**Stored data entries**
%%
Issue #2795, opened 2022-09-13
[otlp] Decide if original and lowerCamelCase JSON keys should be supported


tigrannajaryan:
The decision that we need to make is whether both the original proto field name and the camelCase version of the field name should be acceptable. It is acceptable by [Prototobuf JSON definition](https://developers.google.com/protocol-buffers/docs/proto3#json). Do we see any need to deviate from this?

tigrannajaryan:
It is not entirely clear what the definition of JSON-friendliness is. They keys used by OTLP are valid in JSON. 

Perhaps one decision that we need to make is whether both the original proto field name and the camelCase version of the field name should be acceptable. It is acceptable by [Prototobuf JSON definition](https://developers.google.com/protocol-buffers/docs/proto3#json). Do we see any need to deviate from this?

tigrannajaryan:
cc @mwear @dyladan @bogdandrutu @jmacd @Aneurysm9 in case you have any thoughts about this.

dyladan:
I think the default behavior of the protobuf client is to change keys to lowerCamelCase and is likely what the JS exporter is currently doing. I don't see any reason not to accept both though since it is default proto behavior.

tigrannajaryan:
I agree with @dyladan that we should just keep the default Protobuf behavior for exporters and also keep the ability for receivers to accept both.

@open-telemetry/specs-approvers any opinions on this?

dyladan:
I don't see any reason to restrict the exporters to this behavior. I would just say receivers should expect both and what exporters do you what makes sense for their users expectations.

tigrannajaryan:
> I don't see any reason to restrict the exporters to this behavior. I would just say receivers should expect both and let exporters do what makes sense for their users expectations.

Yes, that's essentially what will happen if we say receivers must accept both.

PR #2829, opened 2022-09-23
Clarify that lowerCamelCase field names MUST be used for OTLP/JSON

tigrannajaryan:
Resolves https://github.com/open-telemetry/opentelemetry-specification/issues/2795

This is a breaking change for OTLP/JSON and is allowed because OTLP/JSON is not yet Stable.

### DIFF
--- a/CHANGELOG.md
+++ b/CHANGELOG.md
@@ -81,6 +81,8 @@ release.
 
 ### OpenTelemetry Protocol
 
+- Clarify that lowerCamelCase field names MUST be used for OTLP/JSON
+  ([#2829](https://github.com/open-telemetry/opentelemetry-specification/pull/2829))
 - Add user agent to OTLP exporter specification
   ([#2684](https://github.com/open-telemetry/opentelemetry-specification/pull/2684))
 - Prohibit usage of enum value name strings in OTLP/JSON
--- a/CHANGELOG.md
+++ b/CHANGELOG.md
@@ -26,6 +26,9 @@ release.
 
 ### OpenTelemetry Protocol
 
+- Clarify that lowerCamelCase field names MUST be used for OTLP/JSON
+  ([#2829](https://github.com/open-telemetry/opentelemetry-specification/pull/2829))
+
 ### SDK Configuration
 
 ### Telemetry Schemas
@@ -81,8 +84,6 @@ release.
 
 ### OpenTelemetry Protocol
 
-- Clarify that lowerCamelCase field names MUST be used for OTLP/JSON
-  ([#2829](https://github.com/open-telemetry/opentelemetry-specification/pull/2829))
 - Add user agent to OTLP exporter specification
   ([#2684](https://github.com/open-telemetry/opentelemetry-specification/pull/2684))
 - Prohibit usage of enum value name strings in OTLP/JSON
--- a/specification/protocol/otlp.md
+++ b/specification/protocol/otlp.md
@@ -424,6 +424,13 @@ for mapping between Protobuf and JSON, with the following deviations from that m
   This aligns with the behavior of the Binary Protobuf unmarshaler and ensures that adding
   new fields to OTLP messages does not break existing receivers.
 
+- The keys of JSON objects are field names converted to lowerCamelCase. Original
+  field names are not valid to use a keys of JSON objects.
+  For example this is a valid JSON representation of a Resource:
+  `{ "attributes": {...}, "droppedAttributesCount": 123 }`, and this is NOT a valid
+  representation:
+  `{ "attributes": {...}, "dropped_attributes_count": 123 }`.
+
 Note that according to [Protobuf specs](
 https://developers.google.com/protocol-buffers/docs/proto3#json) 64-bit integer
 numbers in JSON-encoded payloads are encoded as decimal strings, and either


specification/protocol/otlp.md
```diff
@@ -420,9 +420,14 @@ for mapping between Protobuf and JSON, with the following deviations from that m
...
 Note that according to [Protobuf specs](
-https://developers.google.com/protocol-buffers/docs/proto3#json) 64-bit integer
-numbers in JSON-encoded payloads are encoded as decimal strings, and either
-numbers or strings are accepted when decoding.
+https://developers.google.com/protocol-buffers/docs/proto3#json):
+
+- 64-bit integer numbers in JSON-encoded payloads are encoded as decimal strings, and
+  either numbers or strings are accepted when decoding.
+
+- Encoders are allowed to produce field names either equal to the original field names
```
yurishkuro, line 428: This reads as if the choice of the field name can vary from encoder to encoder. That's not what the proto spec says:

> Message field names are mapped to lowerCamelCase and become JSON object keys. If the json_name field option is specified, the specified value will be used as the key instead. 

There's no encoder-choice in that wording: `json_name` takes precedent, otherwise its lowerCamelCase.

But the parsers, for some (probably bad historical) reasons are also required to recognized original field names from proto files, even though encoders are not allowed to do that.

yurishkuro: I think we can be more strict and only allow/require two options, never the original field names.

tigrannajaryan: > This reads as if the choice of the field name can vary from encoder to encoder.

Yes, this is exactly the case. (Some?) Protobuf encoders have an option that allows to choose whether the original names or lowerCamelCase is used when encoding. This option applies to all fields in the encoded messages and sub-messages. See for example `OrigName` boolean setting in Go's Marshaler: https://pkg.go.dev/github.com/golang/protobuf@v1.5.2/jsonpb#Marshaler

The `json_name` option you refer to is a per-field decorator that allows to specify a custom name just for a particular field. When `json_name` decorator is specified for the field then it will be used instead of lowerCamelCase (when lowerCamelCase _encoder_ option is chosen). In OTLP we don't use `json_name` option anywhere, so this is not relevant for OTLP.

tigrannajaryan: > I think we can be more strict and only allow/require two options, never the original field names.

I open to considering this. In discussion https://github.com/open-telemetry/opentelemetry-specification/issues/2795 @dyladan preferred the flexibility of being able to use either option in the exporters.

dyladan: I don't feel strongly but is there any value in restricting?

tigrannajaryan: > I don't feel strongly but is there any value in restricting?

If we restrict to only one of the options then receiver implementations can be simpler. We already support both [in the Collector](https://github.com/open-telemetry/opentelemetry-collector/blob/65ea4f0d82645a4b0e1a1acfe039cffe26c0a346/pdata/plog/internal/plogjson/json.go#L94) and it is not a big deal, so I don't this is a high cost to pay if we believe it is a useful convenience for senders.

yurishkuro: The value in restricting is the stability of the wire format. Since it's JSON, we must assume it may be consumed by tools that are not Protobuf-based, so allowing multiple field names is going to be just painful for consumers.

The way I read the Protobuf spec:
  * the spec provides NO variability in naming for producers, it's completely deterministic: if override is given via `json_name` then use that, otherwise use lowerCamelCase. So given a proto file, the field names are fixed.
  * those Go marshallers that @tigrannajaryan mentioned are apparently non-compliant (when OrigName option is enabled), and that's probably why the fallback to original name is called out for receivers. Since I assume most Proto libraries are actually able of being compliant for producers (bonkus options notwithstanding), there seems to be little benefit for allowing that behavior in OTLP JSON.

tigrannajaryan: I don't think Go marshaler is non-compliant. The [spec](https://developers.google.com/protocol-buffers/docs/proto3#json) says that such an option may be provided by implementation:

>... By default proto3 JSON printer should convert the field name to lowerCamelCase and use that as the JSON name. **An implementation may provide an option to use proto field name as the JSON name instead.** Proto3 JSON parsers are required to accept both the converted lowerCamelCase name and the proto field name.

That said, I don't mind restricting to one of the options (i.e. provide no choice in OTLP). The current default behavior I believe is what we should choose in that case, so we will support lowerCamelCase only.

Aneurysm9: I think that we need to accept either representation.  The proto3 spec says that producers may make this choice and we cannot control what producers give us, so Postel's Law tells us that we need to support both.

Aneurysm9 (approved):

specification/protocol/otlp.md
tigrannajaryan: @yurishkuro we discussed this in the Spec SIG meeting and didn't hear any other arguments in favour of only allowing one of the names.

It seems like we have the following cons and pros for support both key names:
Pros
- Matches default behavior of Protobuf JSON implementations. Don't need to carve out yet another exception, which we believe we should avoid unless there are strong reasons to do so.
- Existing implementation may already be using both options. Disallowing this would be a breaking change. Although it is explicitly allowed breaking change (because OTLP/JSON is not Stable) it is still a pain that if possible we would like to avoid causing

Cons
- Receiver implementations must correctly support parsing both key names. If you use an existing library you get this for free, but if you implement manually then it is extra work (although not difficult to do - we already do it in the Collector).
- Support 2 names seems like unnecessary complication since it doesn't allow anything that is also not possible with the more limited approach where only one of the names is allowed. Nevertheless, it is already a design choice made by Protobuf. Our deviation from this design choice is also a complication, it doesn't come from free (we need to document it and change Collector implementation).

I don't know which of these arguments are stronger.

Maybe there are other arguments that can help to make a decision.

yurishkuro: I disagree with the pros.

> Pro: Matches default behavior of Protobuf JSON implementations.

No, it does not. Default behavior is not to use original name. Proto spec says (https://developers.google.com/protocol-buffers/docs/proto3#json_options):

> *Use proto field name instead of lowerCamelCase name:* By default proto3 JSON printer should convert the field name to lowerCamelCase and use that as the JSON name.

The ability to send original name is not a default behavior, it's an optional behavior that OTEL exporters would need to explicitly opt-in into, which they do not have to do (and it's even worse if they make it an option for end-user to set).

> Pro: Existing implementation may already be using both options. Disallowing this would be a breaking change.

I expect it should be easy to check if any existing implementations actually opt-in into that non-default behavior (how many of them are even using JSON format, probably just JS in the browser?) Don't know about breaking change for previously unregulated behavior - in the absolute sense, probably, but if existing SDKs don't use that then it seems reasonable to restrict.

> Nevertheless, it is already a design choice made by Protobuf.

Don't know how much it is a design choice rather than legacy fallback. OTEL, on the other hand, (a) does not have legacy requirements, and (b) does not need to be bound by Proto decisions. We reuse Proto's JSON spec for convenience, but if it doesn't cost us anything to define a clean JSON format, then we don't need to carve out exceptions to the format the way Proto had to for legacy reasons.

Let me suggest an alternative way to resolve it: if someone is objecting to stricter specification, can they provide specific evidence why dual-naming support is absolutely required?  I think the burden should be on these niche use cases to prove that they deserve a complication of the protocol.

Aneurysm9: > The ability to send original name is not a default behavior, it's an optional behavior that OTEL exporters would need to explicitly opt-in into, which they do not have to do (and it's even worse if they make it an option for end-user to set).

This seems to assume that we're the only implementers of OTLP exporters.  That's not a safe assumption.  Someone coming along and attempting to implement OTLP independently may make that choice.  This is again a case of Postel's Law telling us that we should be prepared to accept data in this manner even if we would never choose to emit it.

>We reuse Proto's JSON spec for convenience, but if it doesn't cost us anything to define a clean JSON format, then we don't need to carve out exceptions to the format the way Proto had to for legacy reasons.

I think this would be a case of carving out a different set of exceptions.  Protobuf has already made those exceptions and now they are the _status quo_ to be excepted from.  If we're not intending to use Protobuf then we're not bound by the decisions Protobuf has made, but we do so intend and thus are so bound.

yurishkuro: > Someone coming along and attempting to implement OTLP independently may make that choice.

Not if we state explicitly in the spec that the choice is not allowed.

> Protobuf has already made those exceptions and now they are the status quo to be excepted from.

Like I said, they did it for legacy reasons. We do not have these legacy requirements that we need to support.

Why should we make our ecosystem _harder to use_ just because Protobuf had to make that trade-off? The whole point of JSON format is that it does not require Protobuf libraries to use the data. It's not just us accepting the data, I can see tons of tools in the future, like Jupyter notebooks in Python, or various UIs, that could be using OTEL JSON for reading the data. We're going to burden all those potential users with this dual-naming requirement for no good reason.

yurishkuro (approved):

jmacd (approved):

dyladan (approved):

carlosalberto (approved):

jsuereth (approved):

tigrannajaryan:
Let's give this another 24 hours and then merge if there are no objections.

CHANGELOG.md
```diff
@@ -78,6 +78,8 @@ release.
 
 ### OpenTelemetry Protocol
 
+- Clarify that lowerCamelCase field names MUST be used for OTLP/JSON
```
carlosalberto, line 81: Oops, this changelog entry is outdated (we already released 1.14, etc)

tigrannajaryan: Fixed.

tigrannajaryan:
Has enough approvals. No objections for several days. Merging.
%%
**Task description**
Retype exactly, and only, the lines above from the one where "yurishkuro: I think" occurs up to and including the one where "dyladan: I don't" occurs.

**Result of the exercise**
yurishkuro: I think we can be more strict and only allow/require two options, never the original field names.

tigrannajaryan: > This reads as if the choice of the field name can vary from encoder to encoder.

Yes, this is exactly the case. (Some?) Protobuf encoders have an option that allows to choose whether the original names or lowerCamelCase is used when encoding. This option applies to all fields in the encoded messages and sub-messages. See for example `OrigName` boolean setting in Go's Marshaler: https://pkg.go.dev/github.com/golang/protobuf@v1.5.2/jsonpb#Marshaler

The `json_name` option you refer to is a per-field decorator that allows to specify a custom name just for a particular field. When `json_name` decorator is specified for the field then it will be used instead of lowerCamelCase (when lowerCamelCase _encoder_ option is chosen). In OTLP we don't use `json_name` option anywhere, so this is not relevant for OTLP.

tigrannajaryan: > I think we can be more strict and only allow/require two options, never the original field names.

I open to considering this. In discussion https://github.com/open-telemetry/opentelemetry-specification/issues/2795 @dyladan preferred the flexibility of being able to use either option in the exporters.

dyladan: I don't feel strongly but is there any value in restricting?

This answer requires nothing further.